The etiologies of inner ear malformations have not been completely clarified. Genotype and phenotype correlations were determined in EVA and IP-III. In this study, we observed at least seven types of inner ear malformations in 100 patients; the rate of inner ear malformations in SNHL was 23.09% (100/433). The most common type was EVA (89 cases), which is an autosomal-recessive disease. In our study, 94.3% (84/89) of EVA cases carried bi-allelic causative variants, 3.37% (3/89) had monoallelic, and 2.25% (2/89) had no variant in SLC26A4. Neither KCNJ10 nor FOXI I variants contributed to the molecular etiology of EVA among patients in this study. The relevance ratio of bi-allelic SLC26A4 variants is 36% in Caucasians, 66% in Japanese, and 81% in Koreans [48,49,50]. In this study, the second most common type was IP-III, an X-linked genetic disease in which the basal turn of the cochlea is placed directly at the end of the inner auditory canal (three cases); 100% of the male patients with this malformation carried hemizygous variants in POU3F4. Other inner ear malformations included cochlea aplasia (one case), cochlea hypoplasia (one case), isolated Mondini deformity (three cases), common cavity deformity (two cases), and narrow internal auditory canal (one case). No genetic pathogenesis was identified in the types of inner ear deformity other than EVA and IP-III, indicating that the etiology of inner ear malformation may be multifactorial.

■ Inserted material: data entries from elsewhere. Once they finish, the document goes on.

PR #321, opened 2017-01-23
Fix notifications schema

bkp7:
The notification/alarms branches were not validating correctly because any object was allowable. Thus incorrectly formatted alarms would still validate against the schema. Several additional tests added. When running all the tests against unmodified schema these ones failed:

- alarms-invalid3.json must not have sub trees beneath well-defined notifications
- alarms-invalid6.json must not have incorrectly spelled keys
- alarms-invalid7.json must not use well-defined notifications at deep levels
- alarms-invalid8.json must not have additional keys in notifications

To fix the problem the  notifications.json schema has been reworked to define 2 objects: 

- a notification object which is the alert notification itself, unchanged but with some properties now required and crucially additionalProperties set to false.
- a notificationBranch object which must either contain a further notificationBranch (recursive), or a notification object. Crucially the pattern properties for a notification Branch object exclude the well-defined names such as mob and in addition additionalProperties are set to false. This means the schema makes a clear distinction between a notificationBranch and a notification object.

Clarification/confirmation needed regarding:

1. source v $source. In the notification the schema specified source, but I have assumed that in line with the rest of SignalK this should be $source.
2. I have specifically forbidden the well-defined names such as mob, sinking, etc from being anywhere other than at the top level of notifications. I can't see any reason why they should be allowed further down and in fact if they were, one could imagine an implementation missing them if they were actually looking for top level notifications only. See alarms-invalid7.json for an example of this
3. which properties are required in the notification? Generally speaking one would expect that if a property is not required its default value would be well defined. I have assumed:

Required:

- "method" - without this how would the alert system know how to deal with the notification? I can't come up with a good rationale for which default could be set....
- "state" - the states [alert, alarm, etc] have specific meanings and without it being specified which would be the best to use as a default? 
- "message" - no use having an alert without a message

Not Required:

- "timestamp" - I can imagine a very simple sensor with limited functionality and no RTC which might want to raise an alert/notification. Therefore the timestamp if not supplied can be assumed to be 'now'. I'm sure  I saw some discussion/comment about timestamp somewhere but I can't find it now, perhaps someone could point me in the right direction.
- "$source" - Currently not required anywhere else, is there a view on whether the source should be required? Again thinking of a very simple sensor should we insist it reports a source? I think maybe some thought needed here as due to the way notifications are created not having a source might make things difficult. Also should this be the source of the value or the source of the alert? I propose leaving $source as not required for now and I will open up an issue for discussion on the topic.


bkp7:
@rob42 since doing this work I have questioned whether this should be recursive giving unlimited levels. Perhaps you could consider that point, happy to rework if just 2 levels required.

I am on Family holidays this coming week, but can look at again when back in March.

rob42:
The general concept of an arbitrary alarm or notification for key `x.y.z` is that its placed in `notifications.x.y.z`
That makes it possible for a gauge that is showing `x.y.z` to subscribe to notifications for only `x.y.z`, but the main screen might subscribe to `notifications.*`, and show a full list.

The concept behind `mob` and similar is to record events for which we dont have any sensors, and are important in nature.  I guess if we had a crew sensor we could have a gauge that showed "crew remaining", and "fires onboard" etc :-)

bkp7:
Yes, quite right, the full recursive design is correct.

As regards the MOB for another vessel, it will appear under that vessel's branch along with all the other notifications for that vessel. So a vessel could subscribe to `vessels.*.notifications.mob` which is no different than now.

rob42:
Re MOB - yes thats correct. 
Merging

PR #324, opened 2017-01-25
Define timestamp as JSON Schema date-time

bkp7:
Added the "format": "date-time" directive to timestamp definition within the definitions.json schema.

This identified many tests and samples which needed to be modified to comply with having the correct date format.

See #275


tkurki:
Thanks - good stuff.

tkurki:
One more point: the value needs to now be a real timestamp, but nothing checks that it is UTC.

PR #325, opened 2017-01-26
Improvements to the chart model

emilecantin:
- Added a "bounds" key to store the chart's bounds (useful when it's not part of the chart format)
- Added a "wms" chart type
- Added a "chartLayers" key for WMS charts.


tkurki:
@rob42 comments?

rob42:
Looks ok to me

Issue #322, opened 2017-01-24
Add timezone to allow local time to be displayed


bkp7:
All times are stated in UTC within SignalK.

A vessel may have several clocks on board which could be Signal K enabled. In order to allow a consistent time zone to be in place across the vessel I propose two optional properties being added to vessel:

1. "timeZone", a string value being the TZ (eg. "Europe/London") from the tz database http://www.iana.org/time-zones. The default value of this being "Etc/UTC"

2. "timeOffset", a number being the current offset with a default value of 0

This should work in all cases. A system with no ability to change or set a time zone would work with the defaults. A system with the ability to set offsets but which did not have external connectivity to get the TZ database and DST details etc, can still work using the static etc/... TZ values which can be hard coded. And finally a system with external connection can use the TZ database in full.

bkp7:
Pull request #328 deals with this. slight changes from the proposal above is that the new key is called timezoneRegion as timezone was already a key within environment.time. Also a default is not set for the new key, instead if the timezoneRegion is set then the timezone must also be set. What this means is that the server which sets the timezoneRegion must also expose the offset so that all systems wishing to show the time can use that offset without having any knowledge of the tz database and daylight saving rules etc.

PR #328, opened 2017-01-27
Added timezoneRegion to environment.time

bkp7:
This allows the timezone to be defined as a region and thus allow for daylight saving as is commonplace in other systems. Also added tests for the new key.  Deals with issue #322.


rob42:
I dont follow why we need the time zone region?
We store the dateTime in UTC, isnt the timezone a local UI specific decision?

bkp7:
@rob42, yes arguably it is......

However, we have been working on setting up many displays on board (basically replacing all fixed displays and MFDs etc with SignalK displays at 2 helm positions and other locations too) and setting the time zone for each is a real pain. This is designed so that when the vessel moves to a new time zone it can be set once on a server and then picked up by each display. There is no reason the UI would be obliged to use the server supplied time zone, nor is supplying the timezone mandatory for the server.

bkp7:
@rob42, sorry my last comment was misleading, I should have read my own notes again before commenting from memory. This was highlighted when we had multiple displays and wondered whether they would update for Daylight saving time.

There is already an existing a timezone property which supports an offset set in the server which then flows out to each display. A timezone eg. London could be set within the server (but outside the SK design) and the server could insert the correct offset in hours:mins depending on the time of year, which would allow for Daylight saving.

However the display/end user doesn't know whether the server has a fixed offset which will go wrong with DST, or whether a zone has been set which will vary the offset according to the time of year. If a display shows '12:05 (UTC+01:00)' I would not expect that to deal with DST, ie it's a fixed offset, but if a display shows '12:05 (Europe/London)' I would expect it to automatically take care of DST.

So, this change adds the optional timezoneRegion which the UI can display. Note that timezone must be present if timezoneRegion is present.

I have updated the description to provide more clarity.

Your point about naming the timezone as onboardTimezone, I think is a good one, but I have not changed that yet as both the existing 'timezone' and my proposed 'timezoneRegion' would logically become 'onboardTimezone' and 'onboardTimezoneRegion'. I'm reluctant to rename an existing property???

If we do decide to rename the existing property I think that 'onboardTimezoneOffset' and onboardTimezoneRegion' might be better choices.

rob42:
Actually I have another idea. Change `timezone` to `timezoneOffset` for clarity. If we leave the out 'onboard' bit out its more generic, and we can later re-use the time object in other trees, like `aircraft` and `fixed`.

bkp7:
Agreed and done.

Also slightly changed wording in description to say 'on vessel' rather than 'onboard', at least to be consistent with current 'vessel' use elsewhere.

bkp7:
Oops, finger trouble, sorry.

rob42:
Can you close this pls, no button for me

PR #330, opened 2017-02-02
Add Alternator definition, expanded charger definition

thomasonw:
Per conclusion from RFC0003, this addition adds an independent Alternator (and now Solar) section to the Electrical spec.  Also corrected some small spelling errors / typo.

To the existing Charger - added  'four stage' capability  (for the, rather uncommon, charge profiles which utilize the over-charge phase ) as well as a target / goal voltage (what voltage is the charger attempting to regulate to vs. the actual voltage being delivered)

### DIFF
--- a/schemas/groups/electrical.json
+++ b/schemas/groups/electrical.json
@@ -277,9 +277,9 @@
             }
           ]
         },
-        "chargerMode": {
+        "chargerRole": {
           "type": "object",
-          "description": "Mode of charger",
+          "description": "How is charging source configured?  Standalone, or in sync with another charger?",
           "allOf": [
             {
               "$ref": "../definitions.json#/definitions/commonValueFields"
@@ -299,7 +299,7 @@
             }
           ]
         },
-        "mode": {
+        "chargingMode": {
           "type": "object",
           "description": "Charging mode i.e. float, overcharge, etc.",
           "allOf": [
@@ -311,11 +311,11 @@
                 "value": {
                   "type": "string",
                   "enum": [
-                    "charging bulk",
-                    "charging acceptance",
-                    "charging overcharge",
-                    "charging float",
-                    "charging equalize",
+                    "bulk",
+                    "acceptance",
+                    "overcharge",
+                    "float",
+                    "equalize",
                     "unknown",
                     "other"
                   ]
--- a/test/data/electrical.json
+++ b/test/data/electrical.json
@@ -106,15 +106,15 @@
               "$source": "foo.bar",
               "value": "two stage"
             },
-            "chargerMode": {
+            "chargerRole": {
               "timestamp": "2014-08-15T19:00:15.402Z",
               "$source": "foo.bar",
               "value":  "standalone"
             },
-            "mode": {
+            "chargingMode": {
               "timestamp": "2014-08-15T19:00:15.402Z",
               "$source": "foo.bar",
-              "value": "charging float"
+              "value": "float"
             },
             "current": {
               "timestamp": "2014-08-15T19:00:15.402Z",
@@ -179,15 +179,15 @@
               "$source": "foo.bar",
               "value": "three stage"
             },
-            "chargerMode": {
+            "chargerRole": {
               "timestamp": "2014-08-15T19:00:15.402Z",
               "$source": "foo.bar",
               "value":  "slave"
             },
-            "mode": {
+            "chargingMode": {
               "timestamp": "2014-08-15T19:00:15.402Z",
               "$source": "foo.bar",
-              "value": "charging bulk"
+              "value": "bulk"
             },
             "voltage": {
               "timestamp": "2014-08-15T19:00:15.402Z",
@@ -219,15 +219,15 @@
               "$source": "foo.bar",
               "value": "three stage"
             },
-            "chargerMode": {
+            "chargerRole": {
               "timestamp": "2014-08-15T19:00:15.402Z",
               "$source": "foo.bar",
               "value":  "standalone"
             },
-            "mode": {
+            "chargingMode": {
               "timestamp": "2014-08-15T19:00:15.402Z",
               "$source": "foo.bar",
-              "value": "charging acceptance"
+              "value": "acceptance"
             },
             "voltage": {
               "timestamp": "2014-08-15T19:00:15.402Z",
@@ -252,15 +252,15 @@
               "$source": "foo.bar",
               "value": "three stage"
             },
-            "chargerMode": {
+            "chargerRole": {
               "timestamp": "2014-08-15T19:00:15.402Z",
               "$source": "foo.bar",
               "value":  "master"
             },
-            "mode": {
+            "chargingMode": {
               "timestamp": "2014-08-15T19:00:15.402Z",
               "$source": "foo.bar",
-              "value": "charging bulk"
+              "value": "bulk"
             },
             "voltage": {
               "timestamp": "2014-08-15T19:00:15.402Z",


tkurki:
I have found myself & others making repeatedly mistakes when working with just schema files - they are just not easily digested by the human mind.

Could you please include a sample document & an associated test that verifies it against the schema?

This will act as a safeguard in the future for making sure that one does not make schema changes with unexpected side effects.

See for example
- https://github.com/SignalK/specification/blob/master/test/electrical.js
- https://github.com/SignalK/specification/blob/master/test/data/electrical.json

It would probably be a good idea not to expand that single doc to cover everything, maybe create another one.

tkurki:
Why are you using `meta`? It has already a standard usage in SK, and this is different.

http://signalk.org/specification/master/data_model_metadata.html

rob42:
aka,  "meta" is a reserved word in signal K.

thomasonw:
Yes, will expand a sample test file to include new items.    

`meta` -- that is in the current electrical.json schema, I copied it forward unchanged so as to not risk breaking compatibility.   But it did seem odd.  I also found odd `timestamp` and `source` inside the `mode` object.  Are these not already brought in elsewhere?

rob42:
`timestamp`, `source` and `$sourceref` are added to a leaf node to provide the information on age and where/how the information was obtained. So they will appear for most leaf nodes.
`meta` holds information for alarm zones, and to control display in a UI. 
The ones you found may be remnants. Im not familiar with the electrical spec, so I will leave that to thers. @Tim maybe?

tkurki:
I think meta in electrical is probably my handiwork, but won't be able to look into this in more detail for a week or so.

Sorry about giving you hard time over it Al...

thomasonw:
Tkurki - No problem, it is no secret I my JSON / JS are minimal at best - so I try to follow existing examples (smile).

I did make a revision to this outstanding pull based on the feedback - removed the daily/weekly/current summaries from solar.  I add into the overall `dcQualities:`  `chargeTransfered` and `energyTransfered` to allow a consistent method for exposing this data from low level devices.  Does this work for people?

 Tkurki, if you (or someone else) is able to review electrical.js for consistency (`meta`, that `timeStamp` & `source` inside the inverter, and the use of `allOf` are all things I wonder about) would be great.  Once things are stable I can go back and fill out the test file you mentioned above.

schemas/groups/electrical.json
```diff
@@ -427,63 +504,126 @@
...
-                  "source": {
-                    "$ref": "../definitions.json#/definitions/source"
-                  }
-                }
+               "revolutions": {
+                "description": "Alternator revolutions per second (x60 for RPM)",
+                "$ref": "../definitions.json#/definitions/numberValue",
+                "units": "Hz"
+              },
+               "pullyRatio": {
```
tkurki: pulley probably

tkurki:
About meta usage: electrical.json uses it for metadata about an entity, namely battery: https://github.com/SignalK/specification/blob/0fe4e2bcfcceb6f4f01e091c1485df5d5fcc9763/test/data/electrical.json#L8-L16 and usage here is in line with that.

I think that this is in line with using `meta` to group metadata for a property.

tkurki:
As I stated previously the next step would be to either expand the current electrical.json test data https://github.com/SignalK/specification/blob/master/test/data/electrical.json or create a new one.

Contrary to what I stated previously I think it would be good idea to expand the existing one.

thomasonw:
@tkurki Thanks for the pointers - let me take some time and study this, as well as other resources and see if I can clean things up.  (Spelling as well, so sorry for that - lifelong issue).

thomasonw:
All - after getting some off-line hints, and studying / comparing with other schema I have updated the electrical spec as well as the associated test data file.  `npm test` passes on my machine, however the check-in test fails.  I can not see where there is a  missing timestamp for the charger mode in either the spec, not the test data.   Could it be that the check-in does not take into account the updated test data file??  

Outside that, does this round of edits seem to bring the schema up to date?

And I noted one small thing:  Existing items use plural vs. singular:  `chargers` vs. `charger`, etc.   I did not change this, but think it makes more sense to have them be singular.  In any case there is a mix now (`solar` for example) and should move towards one way or the other.

OK - those JSON experts out there, is this getting closer?  And any thoughts on the checkin failure?

thomasonw:
Anyone have an idea why the check-in test is failing?  The 1st reported item is:
```
  1) Electrical in the full tree Sample full tree is valid:

     AssertionError: [object Object]/vessels/urn:mrn:signalk:uuid:c0d79334-4e25-4245-8892-54e8ccc8021d/electrical/chargers/main/mode:Missing required property: timestamp
```

and yet there is a timestamp in the test data file
```
            "mode": {
              "timestamp": "2014-08-15T19:00:15.402Z",
              "$source": "foo.bar",
              "value": "charging float"
            },
```

More so, `npm test` passes on my machine before I pushed these edits.

tkurki:
Maybe you forgot to commit something? This PR does not have any changes to the test data.

thomasonw:
Yes, that is it.  As I have been pushing up changes to my github copy, they have automatically need being forward to Signal-k.  But it seems that is only for the original file, not the additional test data file!

OK, will get this figured out some how.

thomasonw:
And there it is.

thomasonw:
Any thoughts in this?  Are the edits for 'Meta' correct, or should the usage in the schema as it is today be retained?  Would like to get this Electrical group stable, am awaiting further additions (ala, BMS module) until then...

test/data/electrical.json
```diff
@@ -37,12 +35,12 @@
               }
             },
             "current": {
-              "value": 0.1,
+              "value": 124.2,
```
tkurki: Why these changes? Pretty heavy current...

schemas/groups/electrical.json
```diff
@@ -238,263 +252,428 @@
...
-                "allOf": [{
-                  "$ref": "#/definitions/identity"
-                }, {
+          },{
+            "$ref": "#/definitions/chargerQuantities"
+          }]
+        }
+      }
+    },
+    "alternator": {
```
tkurki: I think this should be plular, like `batteries` and `chargers`.

test/data/electrical.json
```diff
@@ -154,14 +157,133 @@
...
+              "value": 14.3
+            },            
+            "current": {
+              "timestamp": "2014-08-15T19:00:15.402Z",
+              "$source": "foo.bar",
+              "value": 12.2
+            }
+          }
+        },
+        "solar": {
```
tkurki: There are two `solar` branches.

schemas/groups/electrical.json
```diff
@@ -184,7 +198,7 @@
       "properties": {
         "associatedBus": {
           "type": "string",
-          "description": "Name of BUS source is assocated with (if applicable, may = NULL)"
+          "description": "Name of BUS source is associated with (if applicable, may = NULL)"
```
tkurki: If a property is not applicable it can be omitted, as it is not required by the schema. I would remove the NULL note.

schemas/groups/electrical.json
```diff
@@ -238,263 +252,428 @@
...
+              }
+            }
+          ]
+        },
+       "setpointVoltage": {
+          "description": "Target regulation voltage",
+          "$ref": "../definitions.json#/definitions/numberValue",
+          "units": "V"
+       }, 
+       "setpointAmperage": {
```
tkurki: Really not my expertise are, but shouldn't this be current?

schemas/groups/electrical.json
```diff
@@ -238,263 +252,428 @@
...
+                "$ref": "../definitions.json#/definitions/numberValue",
+                "units": "A"
+            },
+            "panelTemperature": {
+                "description": "Temperature of panels",
+                "$ref": "../definitions.json#/definitions/numberValue",
+                "units": "K"
+            },
+
+            "load": {
```
tkurki: Should this be a boolean, something like `connected` or `underLoad`? If the value is n/a then just omit this key, otherwise it is true or false.

schemas/groups/electrical.json
```diff
@@ -174,6 +178,16 @@
             }
           }]
         }
+      },
+      "chargeTransferred": {
+        "type": "number",
+        "description": "Amount of charge produced(+) or consumed(-) sense last report",
```
tkurki: What does "last report" refer to here? Also typo?

test/data/electrical.json
thomasonw: Just showcasing different capabilities between the two demo batteries - one large, one smaller.

schemas/groups/electrical.json
thomasonw: That was an overall question I had:  Use singular, or plural (but be consistent).  I note a mix throughout Signal-k:  Singular:  Chart, Tank, transmission, Depth, phoneNumber  -- and  plural: Waypoints, Notes, Routes.  (Do not believe there is a plural form of the noun `Solar` w/o making it `Solar Controllers`.  

 Q:  Is there an overall style for Signal-k?

test/data/electrical.json
thomasonw: Port and Starboard array, showing two different controllers.  Is the form incorrect for that?

schemas/groups/electrical.json
thomasonw: Edited - will include in next push refresh

test/data/electrical.json
tkurki: One solar with port and starboard as children. Like batteries for example.

schemas/groups/electrical.json
thomasonw: Removed n/a.
on/off --> Enabled / Disabled?

thomasonw: (Controller may not know if anything is actually attached to the port, only that it has turned it on)

schemas/groups/electrical.json
thomasonw: chargeTransfer and energyTransfer are integral measurements reset to 0 each time their value is reported up.   Would " ... reset to zero after each reporting" be clearer?

test/data/electrical.json
thomasonw: Tks, edited for next push

tkurki:
Re: plural vs singular: there are `tanks` and `batteries` in the current schema. `Propulsion` is a bit something else.

I would with plural where it fits and let `solar` just be `solar`.

schemas/groups/electrical.json
```diff
@@ -174,6 +178,16 @@
             }
           }]
         }
+      },
+      "chargeTransferred": {
+        "type": "number",
+        "description": "Amount of charge produced(+) or consumed(-) since last report",
```
tkurki: I still don't get the _since last report_ part.  Couldn't this be something like a trip odometer, reset manually and then keep on accumlating? What does _last report_ actually mean? Last delta? Then it makes a difference if you report this once per second or minute.

thomasonw: These are akin to trip meters, but I don't like manual (user initiated) resets; just will not get done on many installs. Some charging devices could auto-reset: alternators could start at 0 each time they have power applied, solar often resets accumulators at night. But not all are so simple. Wind – at times go on for days? AC charger held in Float mode indefinitely? And batteries..

My thinking for universal applicable is to reset each time an accumulated value is pushed up to the SignalK server. It does not matter if the reporting period is short or long. Time being a component of `J` and `C` no information will be lost, only smaller/larger accumulated values will be pushed up at each report. With the app aware of when a new value is available it could maintain its own a running sum(s) over the duration(s) it wishes to cover.

tkurki:
@timmathews @rob42 any thoughts on this? We have ignored this far too long. I am for merging.

thomasonw:
@tkurki your ears must have been burning the past week.  The one area I would like to suggest confirmation on is the chargeTransfered value.  The concept started out bringing forward information from Solar controllers, which often have something like ‘AHs produced this day’ – there was a bit of concern over those direct values, so my attempt was to generalize it with the chargeTransfered.  My question to people writing display aps, will chargeTransferd as defined be useable, or is there something more needed.

 

I do not want to continue this VERY LONG pull request, but would be good if we can get some confirmation this approach will work for the display apps.

sbender9:
I definitely think the `chargeTranfered` does not make sense without a time period. "since last report" does not make sense here, because here's no concept of that in this context. If we add the timePeriod, then I can display something useful. "chargeTransfered today" or "chargeTransfered the last 60 mintues", etc.

sbender9:
My Victron solar controller provides 'yield today' and 'yield yesterday' I'd like to see these and this is where they should be. Multiple values here that include a time range? Not sure.

thomasonw:
@sbender9 -- two thoughts:  

1. Do not packets come through with a timestamp?  The delta from the prior one would be the duration.  Would that work for the display apps?  (they would have to keep a sum of the values as they come in, applying the time delta as well.)

2. The solar controllers do often have daily / weekly / life values, they can also often determine when night is.   If we want to make it general, to cover say wind turbines - they do not have a ready day/night reference.

And we should perhaps consider that not all devices will have a reliable timer in them - using the Signalk timestamp would at least provide a level of consistency for all accumulated values.

Perhaps the phrase '..from last value' is too unclear, maybe use delta, or...?

tkurki:
Timestamp difference does not work:
- you connect and get the first one - what is the duration?
- you get deltas every 10/60 seconds - the number is pretty meaningless
- you use http api and get only the last timestamp. you fetch data again after x seconds and the timestamp is new - how many updates did the server get meanwhile?

thomasonw:
ok, timestamp is not sufficient.  But even if we added a duration value I see a real issue in your last bullet - where if the display app is pulling, as opposed to receiving pushed data, the app will have no way to reliably accumulate values over time.  

 

So -  does this lead back to using the originally proposed approach?  Device specific values - where the timeframe is predefined in the parameter and based on some point in time reference which is meaningful to that device. perhaps:  

 - Solar gets:  charge-transferred-today, charge-transferred-yesterday.

- Alts get:  charge-transferred-from-power-on

- Batteries get:  xx-this-cycle  (+ for charging, - values for discharging)

- Battery charger gets: xx-this-charge-cycle, xx-prior-charge-cycle

  - (No idea what to do about devices w/no natural reference point, e.g. wind)

tkurki:
I would like to get some of this merged and exclude the more problematic things for more work.

thomasonw:
@tkurki : Agreed, I pushed up an edit removing `Charge & Energy transferred`.

thomasonw:
@timmathews @rob42 @tkurki   <== so, is this ready to be merged?

schemas/groups/electrical.json
```diff
@@ -238,263 +242,427 @@
...
+                    "four stage",       
+                    "constant current",
+                    "constant voltage",
+                    "custom profile"
+                  ]
+                }
+              }
+            }
+          ]
+        },
```
tkurki: I know this has been a long battle, but please bear with me. I want to get this thing merged!

Not being well versed in anything but very simple charging setups the `chargerMode` and `mode` are not intuitively obvious. 

The mode enum values, all but _unknown_ and _other_, are all prefixed _charging_, so I was about to suggest that the property be named `chargeMode` and drop the prefixes. Furthermore enum values with spaces are look unwieldy to me. 

But then I discovered _chargerMode_ above. This property really needs better documentation. This is about multiple charger setups? Should the property name carry that word?

thomasonw: @tkurki  'chargerMode' defines the relationship between multiple (and paired) charging sources.  An example is when two inverter/chargers are configured to allow for the US power standard of 120v & 240v. Or to parallel two or more inverter / charger to increase the wattage capability.  In that case there is often a small cable between the two inverter/chargers and they run in master/slave mode.   Magnum refers this to 'Stacking', and other vendors have the same capability as well.  In this configuration, one acts as the master and the other(s) become slaves.

We could perhaps call it 'chargerConfiguraiton' instead if that is clearer.

The mode defines what phase a given charging source is operating in during a battery charge cycle (typically:  Bulk, Acceptance, and then Float).  I think the extra 'Charging ' and space is a carry over from before there was the common attribute of `chargerQuantities`, and I think it would be appropriate to remove that prefix, just leaving the Bulk, Acceptance, etc..

tkurki:
Should the property names be with or without the charging prefix? Algorithm, configuration, mode. I would go for _charging_ for all of them.

thomasonw:
I would also say without.

thomasonw:
I think adding _charging_ prefix would be fine.

thomasonw:
Please see changes I just pushed.  After thinking on it some, I believe `chargingMode` and `chargerRole` are perhaps more descriptive.  How does this sound to others?

tkurki:
Looks good to me! Asked Al to squash and submit a new PR.

thomasonw:
Closing the pull request (not integrated) as it is being replaced by a cumulative (squashed) pull request #375

Issue #277, opened 2016-10-19
Schema files versioning


tkurki:
We have now reasonable versioning scheme for Signal K specification documentation (a major part of the Specification, in addition to the schema files).

However we are currently not versioning the schema in any effective way: the [published schema files](https://github.com/SignalK/specification/blob/1fdb0e1761f1f4b13c5ab2d3042c3047e5cb5873/schemas/signalk.json#L4) state
`"id": "https://signalk.github.io/specification/schemas/signalk.json#"``
which provides no way to specify a version.

We should be able to publish explicit versions and keep also development versions available.

See also http://snowplowanalytics.com/blog/2014/05/13/introducing-schemaver-for-semantic-versioning-of-schemas/

tkurki:
This came up with https://github.com/SignalK/specification/pull/276 when the published schema files were (a) different from local files (b) not the ones in `master`.

bkp7:
Getting the versioning right is vital, and it needs to be documented exactly what it means so each implementation can correctly deal with compatibility even against versions coming into existence after the product was released.

The example at snowplow you point to is well thought out. However, as things currently stand the SignalK schemas are very open. ie there is not much restricting of properties. As such if it is left like that it will be most unusual to see 'ADDITION' increments on this project as things change going forwards.

It is really vital that the changes immediately following release of v1 can be managed well as this will be the make or break of the project.

Finally, a decision need to be made as to the format of the version number. Should it be v1.0.1 or just 1.0.1 for example. Currently the Version numbers in the examples are 'varied'.

tkurki:
Todo:
- [ ] publish the schema under signalk.org/version/schema (currently http://signalk.org/specification/schemas/signalk.json)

Molecular diagnosis in patients with syndromic SNHL

The clinical diagnosis of syndromic SNHL helps direct the test panel choice, thereby saving time and cost. Three patients with Waardenburg syndrome (WS) were diagnosed clinically by the phenotype of hearing loss with dermal pigmentation and iris heterochrosis. In two of the WS cases, genetic variants in PAX3 and MITF were identified, respectively, whereas the other case showed no causative variant in WS-related genes (PAX3, MITF, SNAI2, and EDNRB). No Pendred syndrome was diagnosed in our patient cohort, which may be due to the fact that the average age of our patients with EVA was 9.36 years. The phenotype of goiter is not present at birth, developing in early puberty (40%) or adulthood (60%). In addition, it is possible that our sample size was not large enough. We identified ten cases with bi-allelic variants in the Usher syndrome-related genes, USH2A, MYO7A, CDH23, and ADGRV1. Usher syndrome is a clinically and genetically heterogeneous autosomal-recessive disorder characterized by sensorineural hearing deficiencies and later development of progressive retinitis pigmentosa. It is the most frequent cause of combined deafness and blindness in adults and affects 3–6% of children born with hearing impairment. None of the ten cases had vestibular dysfunction or hypoplastic, and vestibular and ophthalmologic examinations were not performed at the beginning of this study. The average age of these ten patients was 12.77 years. Hearing loss occurred postlingually in five cases, prelingually in four, and one with ambiguous onset. In consideration of the variable extent of vestibular involvement and the usual onset of retinitis pigmentosa symptoms in the second decade of life, vestibular evaluation and ophthalmologic follow-up will be performed in the future. In addition, there is the possibility that variants in MYO7A and CDH23 caused DFNB2 and DFNB12.

Conclusions

We demonstrated that the DA3 panel assay covering 129 genes had a positive diagnostic rate of 52.19% on sequence alterations for sporadic SNHL patients and 56.67% for deafness pedigrees. WES or WGS should be reserved only for negative cases as an opportunity to discover novel candidate genes. Ethnically matched MAF filtering changed the categorization of 8.75% of our list of variants from VUS to benign. This report highlight the clinical utility of NGS panels identifying disease-causing variants for the clinical diagnosis of deafness and underlines the importance of a broad data of control and the ACMG/AMP guidelines for accurate clinical delineation of VUS variants. The results provide more detailed information for genetic consulting to predict the risk of recurrence.